- Cover art for the US release
- Developer: Cinegram Media Inc.
- Publisher: Cinegram Media Inc.
- Platforms: Windows 95; Windows 98; Macintosh;
- Release: US: 1999;
- Genre: Adventure

= Search for the Golden Dolphin =

1999 video game

Search for the Golden Dolphin is a first person educational adventure video game released in 1999 for Windows 95, Windows 98, and Macintosh. The game was developed, produced, and published by Cinegram Media Inc. in association with the Mystic Seaport museum, as part of Cinegram's Digital Treasures series.

== Development ==
The game became the latest in Cinegram's Digital Treasure series of maritime adventures and tales, after such titles as The Amistad Incident, Tall Ships, and Romancing the Wind, as well as American art video game Norman Rockwell: The Man and His Art.

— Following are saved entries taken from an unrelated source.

PR #11623, opened 2024-02-14
fix: state: remove watermelon migration hack

Stebalien:
## Proposed Changes

Remove migration cache skip hack from the StateManager.

We did this to avoid using cached migrations in the borked watermelon upgrade on calibrationnet, but we don't need to keep this in the code (even for users syncing from scratch).

## Checklist

- [x] CI is green


rvagg (approved):
I don't know the history here but this seems fine to me given the description

PR #11626, opened 2024-02-19
Rename internal events modules for clarity

rvagg:
Based on feedback @ https://github.com/filecoin-project/lotus/pull/11618#discussion_r1488356419 I thought that it worth doing some naming clarification. The other change I want to make but it would make for a noisy diff, is to move the `EthEventHandler` out of eth.go and into eth_events.go but that's not a big deal.

The clarity mostly shows up in node/builder_chain.go when it all comes together.


rvagg:

PR #11627, opened 2024-02-19
Avoid duplicate messages when looking for receipts

rvagg:
From CI failure in https://github.com/filecoin-project/lotus/pull/11626

I think it's possible to get the same tipset for a height, somehow; or maybe it's too early to be getting the final tipset for the head's height? I'd like an explanation for this if someone has it.


rvagg:

PR #11628, opened 2024-02-19
Add `unittests` make target

rvagg:
Is there a better way of doing this currently that I'm not seeing? I can see in the CircleCI config that we're explicitly listing packages and grouping them to be run on different machines.


Stebalien (approved):
I usually just run relevant unit tests directly (and let CI run "everything"). But this seems reasonable.

PR #11629, opened 2024-02-19
Extract a "Type" from an event log if possible

rvagg:
This is one of the improvements for actor events that I suggested in https://github.com/filecoin-project/lotus/pull/11540#issuecomment-1933690898. Where the event log entries have a `"$type"` entry (at least one, picking the first), we assume CBOR, decode it and use it as a `Type` on the top level `ActorEvent` object we return to the user. It makes it easier to deal with these as a user if you have more than one type coming out and want to do something specific with them. Otherwise you're stuck doing this yourself to find the event types you want and it's kind of hostile because (a) it's log form and (b) it's CBOR.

Cinegram's president Hal Denstman served as the creative force behind the title and came up with the original concept, while Fred Van Lente was in charge of writing the script.

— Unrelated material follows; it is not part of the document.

Issue #11614, opened 2024-02-08
Add Verifreg APIs to support tooling migration 


jennijuju:
Many ecosystem tooling has being tracking datacap activities by monitoring f05 via StateMarketDeals, instead of use the verifreg state. It has been fine given all fil+ pieces can only be onboarded via f05, however DDO will change that in the upcoming nv22. We want to help toolings to migrate their system by exposing APIs that allow them to the datacap activities, and to be more precise, all allocation/claims.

Interactive 3D scenes were created to showcase life aboard 18th century wooden combat ships with a level of accuracy and immersiveness. A comprehensive resource section and historical timeline were added to the game to offer further contextual information for the player to explore. "Cruise of the Declaration" was developed as the companion middle-level educational unit for the game and included a teacher resource guide.

Due to its historical nature, Peter Stanford, president of the National Maritime Historical Society, offered support and accuracy for the nautical elements of the title. Meanwhile, Captain of HMS Rose Richard Bailey offered a replica of a 1750s era British light frigate.

== Plot and gameplay ==
The game takes place in 1799 and the player plays as a United States Navy Officer with the mission of retrieving U.S.S. Golden Dolphin stolen by pirates. The player must use clues given to them to determine the ship's position, as well as how to retrieve it.

The gameplay has a design philosophy of "intellectual stimulation", requiring the player to use a level of imagination and innovation rather than aggression. This was favoured over a shoot-em-up style of gameplay that sees the player "mindlessly clicking a mouse to eliminate the bad guys".

== Critical reception ==
Tom Houston of Just Adventure felt that the game's strengths ultimately outweighed its weaknesses, giving it a B+. Inside Mac Games' William Lemmon wrote that the game did contain some bad acting and ill thought out puzzles, and that it would be uninteresting to players who didn't care for the historical setting. Lisa Karen Savignano of Allgame thought that while the game as a whole was "really great", it was hampered by the "extremely annoying and frustrating" character interaction interface. Quandary's Steve Ramsey gave the game a mixed review and ultimately awarded it a rating of 1 start out of 5. The Cincinnati Post noted the while the game was "intended for youngsters", it had appeal to older players too.

Computer Times awarded the game with its Editor's Choice award, deeming it "one of the most professionally designed CD-ROM adventures" they reviewed.